I am trying to re-make a flow chart in R using the diagram package (v 1.6). I was able to make a chart using this exact script (which I modified from the example in the diagram documentation), but once I updated R to 3.0.0, the coordinates function gives me an error. Here is an example:
library(graphics)
library(diagram)
par(mar = c(1, 1, 1, 1))
openplotmat()
elpos<-coordinates(c(1,1,2,4))
Error in (function (classes, fdef, mtable) : unable to find an inherited method for function ‘coordinates’ for signature ‘"numeric"’
I am still new to R and code, etc., so when I run traceback(), I really don't understand what it is telling me:
3: stop(gettextf("unable to find an inherited method for function %s for signature %s",
sQuote(fdef@generic), sQuote(cnames)), domain = NA)
2: (function (classes, fdef, mtable)
{
methods <- .findInheritedMethods(classes, fdef, mtable)
if (length(methods) == 1L)
return(methods[[1L]])
else if (length(methods) == 0L) {
cnames <- paste0("\"", sapply(classes, as.character),
"\"", collapse = ", ")
stop(gettextf("unable to find an inherited method for function %s for signature %s",
sQuote(fdef@generic), sQuote(cnames)), domain = NA)
}
else stop("Internal error in finding inherited methods; didn't return a unique method",
domain = NA)
})(list("numeric"), function (obj, ...)
standardGeneric("coordinates"), <environment>)
1: coordinates(c(1, 1, 2, 4))
Mostly I don't know why coordinates() won't work post-update. Any insight with that, as well as possibly a translation of the traceback would be a huge help. Thank you!
I can't answer the question so much as the problem. Initially, I could not reproduce your error:
library(diagram)
openplotmat()
(elpos1 <- diagram::coordinates(c(1,1,2,4)))
# [,1] [,2]
# [1,] 0.500 0.875
# [2,] 0.500 0.625
# ...
However, looking for other instances of a coordinates
function revealed something:
help.search('coordinates', fields='name')
# Help files with name matching 'coordinates' using fuzzy matching:
#
# diagram::coordinates coordinates of elements on a plot
# sp::coordinates-methods retrieve (or set) spatial coordinates
# sp::coordinates sets spatial coordinates to create spatial data, or retrieves spatial
# coordinates
# sp::coordnames retrieve or assign coordinate names for classes in sp
This output searches all installed (not necessarily loaded) packages. From this, it appears that sp
also has one. Using its version in your use-case produces the error.

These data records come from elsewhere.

Issue #569, opened 2026-07-27
Tracking: multithreading coverage across the model roster (only LDA/STM/CTM/keyATM thread today)


nealcaren:
## Summary

Only **4** models expose a threading knob today: `LDA`, `STM`, `CTM`, `keyATM`
(all via `num_threads`/`fit`). The other ~40 run single-threaded. This tracks
extending coverage, grouped by the mechanism that applies to each family. Child
issues hold the concrete work.

## By mechanism

**1. Collapsed Gibbs — AD-LDA partition-and-merge (reuse LDA's path)** → #566
`DMR`, `GDMR`, `LabeledLDA`, `PA`, `SeededLDA`, `GSDMM`, `BTM`.
Also Gibbs but harder / lower priority: `PT`, `PLTM`, `PolylingualLDA`, `DiscLDA`,
`AnchorLDA`, `HDP` (dynamic K), `HLDA` (nested CRP), `TensorLDA`.

**2. Variational EM — per-document E-step (STM/CTM-style knob)** → #567
`SupervisedLDA` (E-step already `par_iter`, needs a knob; Gibbs backend serial).
Also: `RTM`, `STS`, and the DMR/GDMR λ data term.

**3. Matmul / BLAS-bound** → #568
`NMF`, `LSA`. Also `SAGE` (optimization matmuls).

**4. Hand-coded Rust VAE / neural (batched matmul, decoder GEMM)** → #378
`ProdLDA`, `ETM`, `DETM`, `CombinedTM`, `ZeroShotTM`, `Scholar`, `InfoCTM`, `TBIP`,
`IdealPointTM`, `IdealPointSentenceTM`, `Wordfish`, `PartyEmbeddings`,
`EmbeddingLDA`, `NarrativeTM`.

**5. Embedding-cluster / LLM — threading lives in the external stack, not topica core**
`BERTopic`, `Top2Vec` (UMAP/HDBSCAN thread counts), `FASTopic` (Sinkhorn matmul),
`TopicGPT` (LLM calls, already IO-bound). Lower priority for topica-side threading.

## Notes

- Context: found while adding a threads axis to the full-model benchmark. Without a
  knob, reference implementations (tomotopy `workers`, sklearn/torch via BLAS) thread
  while topica does not, so "single-threaded" comparisons were really
  topica-1-core vs reference-multicore until the benchmark started pinning threads.
- The determinism contract from LDA should hold everywhere: `num_threads=1` stays
[...]

Issue #568, opened 2026-07-27
Perf: parallelize NMF/LSA matmuls (single-threaded vs sklearn BLAS)


nealcaren:
## Summary

`NMF` (multiplicative updates) and `LSA` (truncated SVD) run their dominant matmuls
single-threaded (the Rust `matrixmultiply` path), while the `scikit-learn`
references thread through BLAS (OpenBLAS/MKL). In the full-model benchmark this is a
topica-1-core vs sklearn-multicore comparison for these two models.

Options:
- Parallelize the dominant GEMMs (rayon-blocked matmul, or a threaded GEMM backend).
- And/or expose `num_threads` so the parallelism is controllable and pinnable.

Related: the VAE decoder GEMM idea in #378.

## Why

sklearn NMF/`TruncatedSVD` have no `n_jobs`; their only parallelism is BLAS threads.
topica has neither a BLAS-backed matmul nor a threads knob here, so it cannot match
even single-vs-single once BLAS is uncapped. A parallel matmul would close the gap.

## Acceptance

NMF/LSA get a multithreaded matmul path with a measurable speedup at larger K/V,
deterministic results, and (ideally) a `num_threads` knob.

nealcaren:
**Recon note (from the #569 roadmap pass):** the parallelize-the-matmul half is largely already done — the NMF multiplicative-update matmuls are rayon-parallelized over independent output rows (`src/nmf.rs:92`), and LSA's randomized SVD reuses that same rayon+sparse path (`src/lsa.rs:242`, which already has a 1-thread-vs-many-thread pool test). So the dominant GEMMs already thread on the global pool.

The remaining work is the **knob**: expose `num_threads` on NMF/LSA via `run_with_threads` (`src/python/mod.rs:113`) so the parallelism is bounded and pinnable — which is what makes the benchmark honest (topica vs sklearn/BLAS at matched thread counts) rather than topica-uncapped vs reference-capped. Small.

Issue #567, opened 2026-07-27
Perf: expose num_threads for SupervisedLDA (variational E-step already parallel; Gibbs backend serial)


nealcaren:
## Summary

`SupervisedLDA`'s variational EM (`fit_slda`) already runs the per-document E-step
with `rayon` `par_iter` on the global thread pool, but there is **no `num_threads`
knob** to bound or configure it the way `STM`/`CTM` expose one. Add `num_threads`
to `SupervisedLDA` so the E-step parallelism is controllable (and so a benchmark can
pin it to 1 for a fair single-thread comparison).

Separately, the new `inference="gibbs"` backend (added in #565) samples **serially**.
Give it AD-LDA-style parallel sampling as well (see the Gibbs-count-model issue).

## Why

Without a knob, the variational E-step silently uses all cores, which makes
single-threaded benchmarking dishonest and leaves no way to tune it. The Gibbs
backend has no parallelism at all.

## Acceptance

`SupervisedLDA(num_threads=n)` controls the variational E-step; `num_threads=1` is
deterministic and matches today's serial result numerically; the Gibbs backend
gains a parallel path that stays deterministic for fixed `num_threads`+`seed`.

nealcaren:
**Recon note (from the #569 roadmap pass):** the variational E-step is already parallel — `fit_slda` runs the per-document E-step with `par_iter` on the global rayon pool (`src/slda.rs:304`). So this is a *knob* task, not a parallelization task: wrap the fit in `run_with_threads(num_threads, ...)` (`src/python/mod.rs:113`, the same helper STM/CTM use) and add a `num_threads` constructor/fit param to bound and pin it. Small, mechanical.

The `inference="gibbs"` backend (#565, `fit_slda_gibbs`) is still serial — that half is AD-LDA partition-and-merge and folds into the #566 count-model pattern (shared `reconcile_worker_outs` from #570).

Issue #566, opened 2026-07-27
Perf: multithread the collapsed-Gibbs count models (DMR, GDMR, LabeledLDA, PA, SeededLDA, GSDMM, BTM)


nealcaren:
## Summary

`LDA` supports MALLET-style approximate parallel Gibbs (AD-LDA) through
`num_threads`: `fit()` partitions documents across workers, samples each partition
against a per-worker copy of the count tables, and merges, staying deterministic
for a fixed `num_threads`+`seed`. The sibling collapsed-Gibbs count models reuse
the same `sample_doc`/count-table machinery but sample serially, with no
`num_threads` knob.

Extend the AD-LDA partition-and-merge to these models:

- **DMR / GDMR** (highest priority; both are benchmarked, and GDMR is a pure-Python
  wrapper over DMR so it inherits the fix). The per-sweep token sampling parallelizes
  directly; the periodic L-BFGS λ optimization can keep its data term parallel too.
- **LabeledLDA** (labeled sparse sweep)
- **PA** (Pachinko, per-document)
- **SeededLDA** (seeded sparse sweep)
- **GSDMM** (short-text collapsed Gibbs)
- **BTM** (biterm)

Out of scope here (harder, dynamic structure): HDP (changing K), HLDA (nested CRP).

## Why

Today these run single-threaded while their references (tomotopy `workers=`, MALLET
threads) scale across cores, so the benchmark compares topica-1-core to
reference-multicore. LDA's threading already gives ~3.5x at 8 threads on poliblog;
the same win should carry to these models with a shared implementation.

## Acceptance

`num_threads>1` gives a wall-clock speedup, remains deterministic for fixed
`num_threads`+`seed`, and `num_threads=1` stays byte-identical to today.

nealcaren:
**PR #570** lands the first slice: **DMR + GDMR** threading (the two highest-priority, benchmarked targets).

The reusable groundwork is done — LDA's exact merge is now a shared `reconcile_worker_outs`, and `parallel_sweep_dmr_batched` shows the pattern for a per-document-prior sweep. The remaining count models (**LabeledLDA, PA, SeededLDA, GSDMM, BTM**) each reuse that same helper; the only per-model work is wiring their own worker sampler + the `num_threads` knob.

Determinism contract holds (num_threads=1 byte-identical; fixed num_threads>1 deterministic); ~3.65x at 8 threads on DMR, matching LDA. Details in #570.

nealcaren:
[...]

PR #570, opened 2026-07-27
feat(dmr): AD-LDA multithreading via num_threads (DMR + GDMR) (#566)

nealcaren:
First slice of the multithreading roster (#569): extends LDA's MALLET-style approximate-parallel Gibbs (AD-LDA partition-and-merge) to **DMR** and, for free, **GDMR** (a pure-Python DMR wrapper). These were the highest-priority targets in #566 — both are benchmarked, and DMR reuses LDA's exact `sample_doc`/count-table machinery, so the threading is a direct reuse of a proven, determinism-safe path.

## What changed

- **Shared reconciliation.** Extracted the exact merge from LDA's `parallel_sweep_batched` into `reconcile_worker_outs` (`final = Σ_workers − (W−1)·original` for the topic-word + tokens-per-topic counts, plus the doc-topic writeback). The DMR-family and plain-LDA sweeps now differ *only* in how workers sample, not in how results reconcile — this is the shared helper the remaining #566 count models (LabeledLDA/PA/SeededLDA/GSDMM/BTM) will reuse.
- **`parallel_sweep_dmr_batched`.** Workers sample their document slice with `dmr::run_sweep_dmr` against private count tables, passing the matching `doc_alpha` slice (the only DMR difference: α varies by document), then reconcile once per sweep.
- **`num_threads` on DMR** — constructor + per-call `fit(num_threads=)` override + `settings`. Both the training loop and the posterior-sampling loop take the parallel path when `>1`, with per-sweep seeds derived from `seed_base` (non-overlapping across phases) so a fixed `num_threads`+`seed` is deterministic. `num_threads=1` is the exact serial path, byte-identical to before. Ignored by the warp/cvb0 backends.
- **GDMR** forwards `num_threads` through construct/fit and save/load; `.pyi` stub updated.

## Determinism contract (identical to LDA)

- `num_threads=1` reproduces **byte-for-byte** (serial path unchanged; new code is guarded behind `>1`).
- a fixed `num_threads>1` is **deterministic** across runs (same threads+seed → identical `topic_word`/`feature_effects`).
- `num_threads` across *different* thread counts intentionally differs — that is the AD-LDA approximation, same as LDA.

## Performance

Measured on 6k docs, V=500, K=20, 150 iters:

| threads | 1 | 2 | 4 | 8 |
|---|--|--|--|--|
| time | 5.36s | 3.29s | 2.20s | 1.47s |

~3.65x at 8 threads, in line with LDA's ~3.5x.

## Tests

- New `tests/test_dmr_parallel.py`: serial reproducibility, fixed-thread determinism at 2/4/8, zero-thread clamp, `fit()` override, doc_topic simplex + shape invariants, covariate-structure recovery, GDMR passthrough.
- 248 Rust + 281 DMR/GDMR Python + 175 LDA-threading regression tests pass; `./scripts/preflight.sh` green (fmt, clippy, stub sync, model tables).

Part of #569. Follow-ups: the same shared helper extends to the other count models in #566, then #567 (SupervisedLDA), #568 (NMF/LSA), #378 (VAE).

### DIFF
--- a/python/topica/_topica.pyi
+++ b/python/topica/_topica.pyi
@@ -299,6 +299,7 @@ class DMR:
         alpha_epsilon: float = 1e-10,
         lbfgs_iters: int = 20,
         sampler: str = "sparse",
+        num_threads: int = 1,
     ) -> None:
         """Create an unfitted DMR model. prior_variance is the Gaussian prior
         variance on the feature weights; lbfgs_iters caps L-BFGS steps per round.
@@ -312,7 +313,13 @@ class DMR:
         compute. As with plain LDA, warp is flat in K and overtakes sparse on
         speed around K~=50 (dominating at large K), while sparse keeps a small-K
         coherence edge and a convergence trace; the "warp"/"cvb0" paths record no
-        convergence trace, so convergence_tol has no effect there."""
+        convergence trace, so convergence_tol has no effect there.
+
+        num_threads > 1 runs MALLET-style approximate-parallel Gibbs on the
+        default sparse backend (partition documents, sample against per-worker
+        count copies, merge; deterministic for a fixed num_threads+seed); 1 is the
+        exact serial path. It is ignored by the warp/cvb0 backends and can be
+        overridden per call via fit(num_threads=)."""
         ...
 
     def fit(
@@ -332,6 +339,7 @@ class DMR:
         check_every: int = 10,
         covariates: Optional[numpy.typing.NDArray[numpy.float64]] = None,
         offset: Optional[numpy.typing.NDArray[numpy.float64]] = None,
+        num_threads: int | None = None,
     ) -> "DMR":
         """Fit by collapsed Gibbs with the per-document Dirichlet prior
         alpha_{d,t} = exp(lambda_t . x_d + offset[d, t]). `features` (or
--- a/python/topica/gdmr.py
+++ b/python/topica/gdmr.py
@@ -269,6 +269,11 @@ class GDMR:
     sampler:
         Gibbs sampler variant: ``"sparse"`` (default), ``"warp"``, or
         ``"cvb0"``.  See ``topica.DMR`` for details.
+    num_threads:
+        Worker count for the inner ``DMR`` sparse Gibbs fit.  ``> 1`` enables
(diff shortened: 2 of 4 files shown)


nealcaren:
## Dual review — both APPROVE

**Accuracy review (Claude subagent, static): FAITHFUL** — no correctness defects.
Verified: `reconcile_worker_outs` extraction is behavior-preserving (LDA path semantically unchanged; the removed `let v` was reconcile-only and is recomputed identically); `parallel_sweep_dmr_batched` slices docs/doc_alpha/doc_topics on the same `(start,end)` and `run_sweep_dmr` indexes all three by the same local `doc_idx` (no misalignment); workers share no mutable state; `num_threads=1` never advances differently from the pre-PR serial `rng` (byte-identical); train seeds (`iter∈1..=iters`) and posterior seeds (`post_sweep∈iters+1..`) are disjoint (odd golden-ratio multiplier ⇒ bijection ⇒ no collision); merge is integer-only so threaded runs reproduce for fixed num_threads+seed; both sweep sites switched; λ/SE/θ bookkeeping reads a reconciled model; wiring complete incl. GDMR save/load `.get("num_threads",1)` back-compat; `partition_ranges` caps at `num_docs` (no empty-partition panic).

**Adversarial review (Google Gemini 3.1-pro, `agy`, outsider/cross-family): SHIP** — no defects.
Independently confirmed the same: determinism + disjoint seed sets, `sort_unstable_by` on packed entries is a total order (low bits = unique topic index), `i64` accumulation with non-positive entries filtered before the `u32` cast (no underflow), over-threading/empty-corpus safe, LDA extraction verbatim, downstream consumers see a fully reconciled state at `batch=1`.

**Non-blocking nits (both reviewers, cosmetic):** the `batch` param is always `1` for DMR (dead flexibility mirroring LDA's turbo path); on early convergence `post_sweep` reserves seed space against requested `iters` (harmless — no collision); the `parallel_sweep_dmr_batched` docstring says "DMR-family count models" though DMR is the only current caller (forward-looking to the rest of #566). None warrant a change.

Merging once CI (test matrix incl. windows-latest) is green.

The order that packages are loaded is important, as functions from later-loaded functions mask functions of the same name from previous-loaded packages. Specifically:
# ensure we have neither package loaded
detach(package:diagram, unload=TRUE) # ignore errors if not loaded
detach(package:sp, unload=TRUE) # ignore errors if not loaded
library(diagram)
library(sp)
# Attaching package: 'sp'
#
# The following object is masked from 'package:diagram':
#
# coordinates
This message is telling you that a simple call to coordinates()
will be using the version from sp
and not from diagram
. (For each code block below, I use detach()
as above to ensure neither package nor its nameSpace is still around.)
Using the sp
version produces the same error that you got, after having loaded the libraries in the order: diagram
, sp
:
library(diagram)
library(sp)
# Attaching package: 'sp'
#
# The following object is masked from 'package:diagram':
#
# coordinates
(elpos <- coordinates(c(1,1,2,4)))
# Error in (function (classes, fdef, mtable) :
# unable to find an inherited method for function 'coordinates' for signature '"numeric"'
The traceback()
is identical to what you provided.
Reversing the loading order works:
library(sp)
library(diagram)
# Attaching package: 'diagram'
#
# The following object is masked from 'package:sp':
#
# coordinates
(elpos <- coordinates(c(1,1,2,4)))
# [,1] [,2]
# [1,] 0.500 0.875
# [2,] 0.500 0.625
# ...
Note that the warning now tells you that sp::coordinates()
is now masked.
If there's any doubt as to which version is being called, we can always force which we intend to use:
(elpos <- diagram::coordinates(c(1,1,2,4)))
# [,1] [,2]
# [1,] 0.500 0.875
# [2,] 0.500 0.625
# ...
I feel a little off posting this as an answer, since I'm addressing your problem and not necessarily the stated question. Please keep prompting for answers if you still need to hunt down the results of traceback()
. In that effort, though, I could not find .findInheritedMethods()
, but it makes sense when diagram::coordinates
is expecting a vector specifying the number of elements in each row, or 2-columned matrix with element position, or 'NULL', while sp::coordinates
is expecting object deriving from class "Spatial" (which is most definitely not a simple vector).